Figure 3: Sampling Distribution of Regression Coefficient
Figure 3: Sampling Distribution of Regression Coefficient

In some cases an analyst can control the levels of the predictor variable and by increasing the spread of the predictor variable it is possible to reduce the variance of the regression coefficients. If the predictor variable covers too far a range, however, and the true relationship between the response and predictor is nonlinear then the analyst must develop a complex equation to adequately model the true relationship. It is important to note that increasing the range of the predictor variable beyond a certain level is not feasible given the practical constraints of the experiment.
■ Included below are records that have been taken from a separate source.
PR #1568, opened 2019-02-19
Chat hotkeys, UI tweaks and channel tooltips

### LINKED ISSUE #1510: Add ability to open radio chat and department chat with keybindings
# Description
When attempting to local chat, no text is displayed. Radio and department chat buttons do not even bring up the text entry box.

## Category
TODO
## Detailed Bug Report
OS: Windows 10 Pro x64

This one seems pretty critical. Unsure at this point if it effects connecting to a server that isn't localhost, but even if it only does effect localhost client-servers it is a glaring issue.

## Steps to Reproduce
1. Run unitystation
2. Join round
3. Attempt to talk using any of the bound chat keys

Jibbajabbafic:
### Purpose
- Adds hotkeys for OOC and radio channel (fixes #1510 )
- Stopped player from selecting None channel
- Made chat UI neater
- Added tooltips for all the channels which don't go off screen

### DIFF
--- a/UnityProject/Assets/Prefabs/Chat/ChatSystem.prefab
+++ b/UnityProject/Assets/Prefabs/Chat/ChatSystem.prefab
@@ -1,21 +1,11 @@
 %YAML 1.1
 %TAG !u! tag:unity3d.com,2011:
---- !u!1001 &100100000
-Prefab:
-  m_ObjectHideFlags: 1
-  serializedVersion: 2
-  m_Modification:
-    m_TransformParent: {fileID: 0}
-    m_Modifications: []
-    m_RemovedComponents: []
-  m_SourcePrefab: {fileID: 0}
-  m_RootGameObject: {fileID: 1897758349740974}
-  m_IsPrefabAsset: 1
 --- !u!1 &1026355951731664
 GameObject:
-  m_ObjectHideFlags: 1
+  m_ObjectHideFlags: 0
   m_CorrespondingSourceObject: {fileID: 0}
-  m_PrefabInternal: {fileID: 100100000}
+  m_PrefabInstance: {fileID: 0}
+  m_PrefabAsset: {fileID: 0}
   serializedVersion: 6
   m_Component:
   - component: {fileID: 224820951895999306}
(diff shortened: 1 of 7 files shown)


fomalsd:
Very neat! Tooltips are really helpful! 
A few minor things:
- Channel selection bar doesn't refresh when available channel list gets changed (until you reopen it manually) 
- Ghost channel still appears like None (probably text doesn't refresh in time)

Consider using events to update bar and text list the moment available channels field gets modified!
gif
- Text you just posted appears cropped until you close/reopen chat
gif

Jibbajabbafic:
Thanks for having a look!

Are we ok to merge for now? I'm worried about merge conflicts happening as people work on other things.

Also, any recommendations on where to look in the code to see how events work? And are they unity events or custom event manager ones?

fomalsd:
yeah, it's good to merge.
I use UnityEvents, you can check out PlayerSync for usage examples:
https://github.com/unitystation/unitystation/blob/3588b1088dce2038b3ee7da992064eeae1c1b9f2/UnityProject/Assets/Scripts/Player/PlayerSync.Server.cs#L18-L19
scr 2019-02-20 21 35 34

donovanhubbard:
There are multiple event types. Unity Events are one type that are implemented. They are often good because you can put them in the editor if you want.

We also have a EventManager which you can use to send events with no arguments. These all go through a central system.  For examples on how to use this one, you can check out https://github.com/unitystation/unitystation/blob/develop/UnityProject/Assets/Scripts/UI/OxygenButton.cs I'll probably right a wiki up on it in the next week or so. Ultimately, I'd like to add something like the System.Reflection.EventInfo class to this one so we can make it more robust. 

There is also the EventController which looks a lot like the EventManager, but more complicated. It also doesn't look like it's actually used anywhere. I'd be tempted to remove it from the code base entirely. It looks like it hasn't had any significant modifications since 2017.

This does bring up a good point though. I love events, and I think they are criminally underused in the project. However, we have three different event systems. We should probably standardize and pick one or two and give clear instructions and guidance on how and when to use them.

Issue #1361, opened 2018-12-04
TODO: Player light emission B: 65


DooblyNoobly:
## Description

Whenever a player picks up a light, the light2d sprite that was on the Light item is disabled. A player light handler should then control the light emission that comes from the player when they are holding a light that is toggled on in any of the hand or belt slots. It should also work with helmets that have lights on them (coming in the future)

### Criteria:

 - Create a GameObject on the PlayerPrefab that will handle the control of the Light Emission from the player
 - Create a component/script to handle the behaviour of the player light
 - Add the new script to the root object of the player prefab and derive it from NetworkBehaviour
 - Drag the Light2D prefab onto the new object and add it to a field in the PlayerLightHandler script so that it can be enabled/disabled and the properties of the SpriteRenderer can be changed
 - Create a method that accepts a SpriteRenderer as a parameter (the other light2d sprite from the item)
 - Create a way to detect when a light has been picked up or dropped
 - Create a way to detect when a light has left any of the slots or entered any of the slots where the light emission will be visible
 - Switch the light2D sprite on the player on and off based on the required conditions, also replicate the attributes of the light2D that is being mimicked
 - Sync the behavior over the network (Ask me for help if you get stuck with this one)

A bounty of 65usd will be awarded to the contributor on the successful merge of these features.

dapocalypse:
claim

chairbender:
fyi to anyone, this is up for grabs to be worked on again

PR #1584, opened 2019-02-24
player Light Emission!

Bod9001:
### Purpose
to add player Light emission
Due to the way it set up only one light can be present at one time (as in seen)The mechanism that determines which one is which one has the highest intensity (brightness basically)

- [Tell me to add more if there's not enough]  I correctly commented my code

### Notes:
Any changes need I can do


DooblyNoobly (changes requested):
Can you look at disabling the lights when player is hidden. Look at the VisibleBehaviour script and remove the ignore meshes part (I think that was for the old FOV that is no longer being used).

Also can you test in MP if other players can see that default visible areas when they are hiding. And also if it's possible can you make the radius a bit smaller for it (it is a bit bigger then what is on TG)

DooblyNoobly:
btw this job fixes #1361

Issue #1504, opened 2019-02-05
Opening and closing lockers on your character make you lose 02 B: 35


DiscountVee:
# Description
Opening and closing lockers while you're inside them makes you get o2 signal for suffocation
## Category
BUG

## Detailed Bug Report
If you stand in a locker and then click on the locker fast to open and close you will get an o2 signal and start suffocating.
## Steps to Reproduce
Please enter the steps to reproduce the bug or behaviour:
1.Open a locker and stand in it
2.Start clicking fast on the locker to open and close it
3.Start suffocating

DooblyNoobly:
Bounty of 35 usd will be awarded to the contributor on a successful merge of a solution to this bug

Fishfish458:
Sounds hilarious and I'll look into it

coolcat1711:
Between a mix of fishfish's and my changes, I'm fairly sure that this issue is resolved.

DooblyNoobly:
@coolcat1711 I just rebuilt the steam clients and pushed them to steamworks. Log in and test it out. If it's fixed report back here and I'll split the bounty.

coolcat1711:
![unitystation issue 1504](https://user-images.githubusercontent.com/3880412/54009834-5e72c800-413a-11e9-920d-a575b25709bb.gif)

DooblyNoobly:
cool, looks like that flashing bug has been fixed too (where you would appear, disappear and reappear again after opening closet)

PR #1594, opened 2019-03-02
breathing/damage in lockers

Fishfish458:
### Purpose
This fixes the player not breathing in a locker as well as take damage while in a locker
This issue doesn't actually fix any current open issue, though it has made #1504  far less common.

### Notes:
This PR adds a new location grabbing recursive method to ObjectBehaviour. This method was put in objectbehaviour since it is intended to be on any object that can be stored inside something else.
If this should be located somewhere else, let me know and I can move it or make changes to it.
 I'll continue to expand on container layers if this is the proper way to go about it.


DooblyNoobly:
Thanks Fishfish, the approach looks good

PR #1602, opened 2019-03-03
Fix downed player sprite / rotation issues and melee on MatrixMove

### LINKED ISSUE #1240: Player corpses appearing upright when joining round in progress
# Description

## Category
BUG

## Steps to Reproduce
1. Host a server and die once as serverplayer
2. Join with a 200ms ping client
3. Take a look at serverplayer's corpse as client

### LINKED ISSUE #1567: Dying without crit state causes character to still be standing around
# Description
if the death state is triggered before the player goes into crit, the player character will still be standing around

## Category
TODO

## Detailed Bug Report
The crit state uses methods to cause the character to drop that the death state does not,
death should be able to work independent of if the character goes into a crit state or not.

## Steps to Reproduce
1. In the editor, use Networking > Gib All(server)
2. Notice how the character is still standing around

chairbender:
### Purpose
Fixes #1240 
Fixes #1567 

Basically, fixes network sync issues w.r.t. downed players (crit, soft crit, or dead) where they did not appear in sync between all players or looked wrong when matrices were rotated.

Also fixes melee interactions on rotated / moving matrices. The player would become stuck in world space while the attack animation occurred and the animation would be in the wrong direction.

### Notes:
Removes ForceRotation, instead handling rotation logic in RegisterPlayer.


UnityProject/Assets/Scripts/Player/PlayerSprites.cs
```diff
@@ -110,52 +142,119 @@ private IEnumerator WaitForLoad()
...
 	{
-		if(playerSync.isBumping)
+		if (registerPlayer.IsDown || playerSync.isBumping)
 		{
 			//Don't face while bumping is occuring on this frame
+			//or when player is down
 			return;
 		}
-		SetDir(direction);
+		if (playerMove.isGhost)
```
DooblyNoobly, line 220: If the player is down this condition is never reached therefore disabling ghost directional sprites from being updated.

DooblyNoobly (changes requested):
Ghost directional sprites are not updated

UnityProject/Assets/Scripts/Player/PlayerSprites.cs
DooblyNoobly: going to push through a fix for this after merging so we can get the PR through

In general, regression analysis always involves a tradeoff among the precision of estimation, the complexity of a model and the practical constraints of the experiment to decide the range of predictor variables.

Interpreting Coefficient of Determination

R2 is often called the coefficient of determination; it is sometimes interpreted as a measure of the influence of predictor variables on response variables. A high R2 is considered proof that a correct model has been specified and that the theory being tested is correct. A higher R2 in one model is taken to mean that the model is better that another model with a lower R2. Unfortunately, all these interpretations are wrong.

R2 is simply a measure of the spread of points around a regression line estimated from a given sample; it is not an estimator because there is no relevant population parameter. All calculated values of R2 refer only to the sample from which they come. If the goal of an analyst is to get a big R2, then the analyst’s goal does not coincide with the purpose of regression analysis. R2 can be increased several ways (e.g., increasing the number of predictor variables), but such strategies will likely destroy most of the desirable properties of regression analysis. A high R2 value is not a sufficient criterion to conclude that the correct model has been specified and the functional relationship being tested is true.

R2 value can be useful, however, when comparing two different models with the same response variable but different predictor variables. The measure of R2, in this case, becomes a goodness-of-fit statistic, providing a rough way to assess model specification. For a single equation, R2 can be considered a measure of how much variability in the response variable has been explained by the regression equation fitted from a given sample.

How can you tell what good regression coefficients are and how can you tell how good a regression is as a whole? Standard errors are estimates of variance of regression coefficients across a sample. If they are small relative to the coefficients, then an analyst can be more confident that similar results would have emerged if a different sample were considered. Similarly, the use of an F-test will show if estimated regression coefficients are significant. R2 is associated with, but a poor substitute for, a test statistic.

There are also varieties of indirect uses of R2. It is often true that a high R2 results in small standard errors and high coefficients. Thus, a high R2 is good news for the analyst; R2 does not always mislead. The information provided by R2, however, is already available in other commonly used statistics, and these statistics are more accurate – the intent of regression is to model the population rather than sample.

Two More Rules

In addition to the more common conceptual mistakes that can be committed in regression analysis and the remedies already provided, there are two more general rules that apply to all types of statistical analysis:

  1. Concentrate on statistics that are meaningful and can be interpreted by non-statisticians.
  2. Try to use formal statistical models about which more is known. This will help the analyst to explain the practical significance of model parameters and the model will be more acceptable to the user.